PR #611, opened 2022-05-19
Update Directory Sync Webhook Events types

lukemorales:
RESOLVES SDK-425

### DIFF
--- a/src/webhooks/interfaces/webhook-directory.interface.ts
+++ b/src/webhooks/interfaces/webhook-directory.interface.ts
@@ -1,10 +1,25 @@
-import { Directory } from '../../directory-sync/interfaces';
+export type WebhookDirectoryState =
+  | 'active'
+  | 'validating'
+  | 'invalid_credentials'
+  | 'inactive'
+  | 'deleting';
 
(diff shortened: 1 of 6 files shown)


src/webhooks/interfaces/webhook-directory.interface.ts
```diff
@@ -1,10 +1,25 @@
...
+  object: 'organization_domain';
+  id: string;
+  domain: string;
+}
+
+export interface WebhookDirectory {
+  object: 'directory';
+  id: string;
+  external_key: string;
+  type: string;
```
maxdeviant, line 18: Should this be a `DirectoryType`?

```suggestion
  type: DirectoryType;
```

maxdeviant: Ah, nevermind, I see we don't currently have a `DirectoryType` in the SDK.

maxdeviant (approved):

src/webhooks/interfaces/webhook-directory.interface.ts
lukemorales: @maxdeviant pushed the change

PR #615, opened 2022-05-23
Fix handling of `UnprocessableEntityException` responses

robframpton:
API currently can return `UnprocessableEntityException` with `code` and `message` properties. The Node SDK currently does not work with such responses, rather it always expects an `errors` property that it maps to generate a unique message.

This expands the `UnprocessableEntityException` error in the SDK to handle both cases.

I'm also removing a response type in the MFA API that can never be returned due to how the HTTP client handles non 200 status codes.

Should also be mentioned that this will also fix other exceptions outside of the MFA API as well.

### DIFF
--- a/src/common/exceptions/unprocessable-entity.exception.ts
+++ b/src/common/exceptions/unprocessable-entity.exception.ts
@@ -7,20 +7,22 @@ export class UnprocessableEntityException extends Error {
   readonly name: string = 'UnprocessableEntityException';
   readonly message: string = 'Unprocessable entity';
   readonly code?: string;
+  readonly requestID: string;
 
-  constructor(
-    {
-      code,
-      errors,
-      message,
-    }: {
-      code?: string;
-      errors?: UnprocessableEntityError[];
-      message?: string;
-    },
-    readonly requestID: string,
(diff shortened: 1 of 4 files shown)


src/common/exceptions/unprocessable-entity.exception.ts
```diff
@@ -5,16 +5,39 @@ import { UnprocessableEntityError } from '../interfaces';
...
+    {
+      code,
+      errors,
+      message,
+    }: {
+      code?: string;
+      errors?: UnprocessableEntityError[];
+      message?: string;
+    },
+    readonly requestID: string,
```
dliu-workos, line 21: why not roll requestId into the constructor object as well?

robframpton: I don't think there is a way to use the `readonly` property + constructor argument shorthand that way unfortunately.

robframpton: Updated by adding it to the object and just manually assigning property in the constructor.

dliu-workos (approved):

PR #616, opened 2022-05-23
v2.6.1

robframpton:
## Fixed

- Propagate `code` and `message` error properties for 422 responses
- Fixed TS types for `verifyFactor` response


awolfden (approved):
👍🏽

PR #622, opened 2022-06-06
Add idp_id, created_at and updated_at fields to Directory Group interface

logangingerich:
Update the Directory Group interface to add currently missing fields being returned by the API. Specifically `idp_id`, `created_at` and `updated_at`.


adamzinder (approved):
Looks good to me 👍

PR #1176, opened 2024-11-22
fix: Update session.refresh to correctly maintain previous orgId

cmanou:
## Description

Fixes issue where:
- If you create a new session without an org
- Then refresh with an orgId 
- Then on the next refresh it no longer maintains the orgId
------------------------
→ REQUIRED ACTION:
Each line of the listing should be echoed back exactly.

→ WRITTEN SOLUTION:
PR #611, opened 2022-05-19
Update Directory Sync Webhook Events types

lukemorales:
RESOLVES SDK-425

### DIFF
--- a/src/webhooks/interfaces/webhook-directory.interface.ts
+++ b/src/webhooks/interfaces/webhook-directory.interface.ts
@@ -1,10 +1,25 @@
-import { Directory } from '../../directory-sync/interfaces';
+export type WebhookDirectoryState =
+  | 'active'
+  | 'validating'
+  | 'invalid_credentials'
+  | 'inactive'
+  | 'deleting';
 
(diff shortened: 1 of 6 files shown)


src/webhooks/interfaces/webhook-directory.interface.ts
```diff
@@ -1,10 +1,25 @@
...
+  object: 'organization_domain';
+  id: string;
+  domain: string;
+}
+
+export interface WebhookDirectory {
+  object: 'directory';
+  id: string;
+  external_key: string;
+  type: string;
```
maxdeviant, line 18: Should this be a `DirectoryType`?

```suggestion
  type: DirectoryType;
```

maxdeviant: Ah, nevermind, I see we don't currently have a `DirectoryType` in the SDK.

maxdeviant (approved):

src/webhooks/interfaces/webhook-directory.interface.ts
lukemorales: @maxdeviant pushed the change

PR #615, opened 2022-05-23
Fix handling of `UnprocessableEntityException` responses

robframpton:
API currently can return `UnprocessableEntityException` with `code` and `message` properties. The Node SDK currently does not work with such responses, rather it always expects an `errors` property that it maps to generate a unique message.

This expands the `UnprocessableEntityException` error in the SDK to handle both cases.

I'm also removing a response type in the MFA API that can never be returned due to how the HTTP client handles non 200 status codes.

Should also be mentioned that this will also fix other exceptions outside of the MFA API as well.

### DIFF
--- a/src/common/exceptions/unprocessable-entity.exception.ts
+++ b/src/common/exceptions/unprocessable-entity.exception.ts
@@ -7,20 +7,22 @@ export class UnprocessableEntityException extends Error {
   readonly name: string = 'UnprocessableEntityException';
   readonly message: string = 'Unprocessable entity';
   readonly code?: string;
+  readonly requestID: string;
 
-  constructor(
-    {
-      code,
-      errors,
-      message,
-    }: {
-      code?: string;
-      errors?: UnprocessableEntityError[];
-      message?: string;
-    },
-    readonly requestID: string,
(diff shortened: 1 of 4 files shown)


src/common/exceptions/unprocessable-entity.exception.ts
```diff
@@ -5,16 +5,39 @@ import { UnprocessableEntityError } from '../interfaces';
...
+    {
+      code,
+      errors,
+      message,
+    }: {
+      code?: string;
+      errors?: UnprocessableEntityError[];
+      message?: string;
+    },
+    readonly requestID: string,
```
dliu-workos, line 21: why not roll requestId into the constructor object as well?

robframpton: I don't think there is a way to use the `readonly` property + constructor argument shorthand that way unfortunately.

robframpton: Updated by adding it to the object and just manually assigning property in the constructor.

dliu-workos (approved):

PR #616, opened 2022-05-23
v2.6.1

robframpton:
## Fixed

- Propagate `code` and `message` error properties for 422 responses
- Fixed TS types for `verifyFactor` response


awolfden (approved):
👍🏽

PR #622, opened 2022-06-06
Add idp_id, created_at and updated_at fields to Directory Group interface

logangingerich:
Update the Directory Group interface to add currently missing fields being returned by the API. Specifically `idp_id`, `created_at` and `updated_at`.


adamzinder (approved):
Looks good to me 👍

PR #1176, opened 2024-11-22
fix: Update session.refresh to correctly maintain previous orgId

cmanou:
## Description

Fixes issue where:
- If you create a new session without an org
- Then refresh with an orgId 
- Then on the next refresh it no longer maintains the orgId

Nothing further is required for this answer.